** Source data **

PR #3411, opened 2025-02-24
chore: Add test time measurements

sfc-gh-jcieslak:
## Changes
- Add a set of tools to measure test times and print the summary at the end

## Tests
- The solution was already tested on unit and integration tests and seems to be working correctly. The only limitation is that sub-tests are separated by `/` sign which shouldn't be used in any test name (I checked that none of our test is using it, so we should be fine).

## Next steps
- Adjust all the tests to include the `measureTest` function at the start of one of them (we can agree in which cases we would like to skip measuring sub-tests, e.g., in the case of unit tests, which are really fast).

## References
Alternatives considered:
- [Using testify suite package](https://github.com/stretchr/testify?tab=readme-ov-file#suite-package)
- [Using custom code, similar to the approach in the grpc-go codebase (similar to testify suite package, but without any dependency)](https://github.com/grpc/grpc-go/blob/master/internal/grpctest/grpctest.go#L104)

### DIFF
--- a/go.mod
+++ b/go.mod
@@ -1,6 +1,6 @@
 module github.com/Snowflake-Labs/terraform-provider-snowflake
 
-go 1.22.10
+go 1.24.0
 
 require (
 	github.com/DATA-DOG/go-sqlmock v1.5.2
--- a/pkg/internal/measurement/test_measurements.go
+++ b/pkg/internal/measurement/test_measurements.go
@@ -1,0 +1,74 @@
+package measurement
+
+import (
+	"fmt"
+	"golang.org/x/exp/maps"
+	"slices"
+	"strings"
+	"testing"
+	"time"
+)
+
+type TestMeasurement struct {
+	TestName        string
+	Duration        time.Duration
+	SubMeasurements map[string]*TestMeasurement
+}
+
+func NewTestMeasurement(t *testing.T) *TestMeasurement {
+	m := new(TestMeasurement)
+	m.TestName = t.Name()
+	m.SubMeasurements = make(map[string]*TestMeasurement)
+	return m
+}
+
+type TestMeasurements struct {
+	Measurements map[string]*TestMeasurement
+}
+
+func NewTestMeasurements() *TestMeasurements {
+	return &TestMeasurements{
+		Measurements: make(map[string]*TestMeasurement),
+	}
+}
+
+func PrintMeasurementSummary(measurements *TestMeasurements, truncateDuration time.Duration) {
+	fmt.Println("Summary of test measurements (sorted by execution time)")
+	values := maps.Values(measurements.Measurements)
+	slices.SortFunc(values, func(a, b *TestMeasurement) int {
+		return int(b.Duration.Nanoseconds() - a.Duration.Nanoseconds())
+	})
+	printMeasurements(0, values, truncateDuration)
+}
+
+func printMeasurements(level int, measurements []*TestMeasurement, truncateDuration time.Duration) {
+	for _, measurement := range measurements {
+		fmt.Printf("%-10s%s%s\n", measurement.Duration.Truncate(truncateDuration), strings.Repeat(" → ", level), measurement.TestName)
+		printMeasurements(level+1, maps.Values(measurement.SubMeasurements), truncateDuration)
+	}
+}
+
+func MeasureTestTime(testMeasurements *TestMeasurements, t *testing.T) {
+	t.Helper()
+	start := time.Now()
+	m := NewTestMeasurement(t)
+	testNameParts := strings.Split(m.TestName, "/")
+	if len(testNameParts) == 1 {
+		if _, ok := testMeasurements.Measurements[m.TestName]; ok {
+			panic("this shouldn't happen")
+		}
+
+		testMeasurements.Measurements[m.TestName] = m
+	} else {
+		currentMeasurement := testMeasurements.Measurements[testNameParts[0]]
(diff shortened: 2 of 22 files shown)


pkg/sdk/accounts_test.go
```diff
@@ -10,8 +10,64 @@ import (
 	"github.com/stretchr/testify/require"
 )
 
+func TestATest(t *testing.T) {
```
sfc-gh-jmichalak, line 13: How about moving to `pkg/internal/measurement/`

pkg/sdk/setup_test.go
```diff
@@ -0,0 +1,21 @@
...
+import (
+	"github.com/Snowflake-Labs/terraform-provider-snowflake/pkg/internal/measurement"
+	"os"
+	"testing"
+	"time"
+)
+
+var testMeasurements = measurement.NewTestMeasurements()
+
+func measureTest(t *testing.T) {
```
sfc-gh-jmichalak, line 12: Shouldn't it belong to `measurement` package?

pkg/internal/measurement/test_measurements.go
```diff
@@ -0,0 +1,74 @@
...
+		for index, part := range testNameParts[1:] {
+			if value, ok := currentMeasurement.SubMeasurements[part]; ok {
+				currentMeasurement = value
+			} else {
+				m.TestName = strings.Join(testNameParts[index+1:], "/")
+				currentMeasurement.SubMeasurements[part] = m
+			}
+		}
+	}
+	t.Cleanup(func() { m.Duration = time.Now().Sub(start) })
```
sfc-gh-jmichalak, line 73: Pls add a method in `TestMeasurement`  for this.

pkg/internal/measurement/test_measurements.go
```diff
@@ -0,0 +1,74 @@
...
+		}
+
+		testMeasurements.Measurements[m.TestName] = m
+	} else {
+		currentMeasurement := testMeasurements.Measurements[testNameParts[0]]
+		for index, part := range testNameParts[1:] {
+			if value, ok := currentMeasurement.SubMeasurements[part]; ok {
+				currentMeasurement = value
+			} else {
+				m.TestName = strings.Join(testNameParts[index+1:], "/")
```
sfc-gh-jmichalak, line 68: This is not clear, why we're omitting the previous parts and joining the next ones?

pkg/internal/measurement/test_measurements.go
```diff
@@ -0,0 +1,74 @@
...
+		printMeasurements(level+1, maps.Values(measurement.SubMeasurements), truncateDuration)
+	}
+}
+
+func MeasureTestTime(testMeasurements *TestMeasurements, t *testing.T) {
+	t.Helper()
+	start := time.Now()
+	m := NewTestMeasurement(t)
+	testNameParts := strings.Split(m.TestName, "/")
+	if len(testNameParts) == 1 {
```
sfc-gh-jmichalak, line 56: Nit: IMO this whole block could be extracted and simplified as a recursion. Also, why we're not doing a map check with panic in `else`?

pkg/internal/measurement/test_measurements.go
```diff
@@ -0,0 +1,74 @@
...
+}
+
+func NewTestMeasurement(t *testing.T) *TestMeasurement {
+	m := new(TestMeasurement)
+	m.TestName = t.Name()
+	m.SubMeasurements = make(map[string]*TestMeasurement)
+	return m
+}
+
+type TestMeasurements struct {
```
sfc-gh-jmichalak, line 25: I'm wondering if we really need this. Can we just pass `[]TestMeasurement` to the functions?

sfc-gh-jmichalak (changes requested):

go.mod
```diff
@@ -1,6 +1,6 @@
 module github.com/Snowflake-Labs/terraform-provider-snowflake
 
-go 1.22.10
+go 1.24.0
```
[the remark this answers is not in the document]
sfc-gh-jcieslak: Yeah, I know; this should be reversed to the one used in `dev.` I had to bump to see if `t.Context()` would be helpful.

pkg/sdk/accounts_test.go
sfc-gh-jcieslak: I'll either move or remove it completely. It was used only for testing purposes.

pkg/sdk/setup_test.go
sfc-gh-jcieslak: No, because you want to have separate lists for unit, integration, and acceptance tests. Separate method ensures the right default container is used (the body is in measurement package anyway, so most of the part is extracted).

pkg/internal/measurement/test_measurements.go
sfc-gh-jcieslak: It's only for visualization purposes, instead of seeing
```
Test
-> Test/Sub-Test
```
you'll see
```
Test
-> Sub-Test
```

pkg/internal/measurement/test_measurements.go
sfc-gh-jcieslak: Maybe it could be like that, I'll take a look next time.

pkg/internal/measurement/test_measurements.go
sfc-gh-jcieslak: It could be done with recursion, but this also works. I'll see next why I didn't check for panic (or value presence in the map).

** Work to be completed **
Please copy only these lines, exactly: the first line of the records through the line containing "## Next steps", ends included.

** Exercise result **
PR #3411, opened 2025-02-24
chore: Add test time measurements

sfc-gh-jcieslak:
## Changes
- Add a set of tools to measure test times and print the summary at the end

## Tests
- The solution was already tested on unit and integration tests and seems to be working correctly. The only limitation is that sub-tests are separated by `/` sign which shouldn't be used in any test name (I checked that none of our test is using it, so we should be fine).

## Next steps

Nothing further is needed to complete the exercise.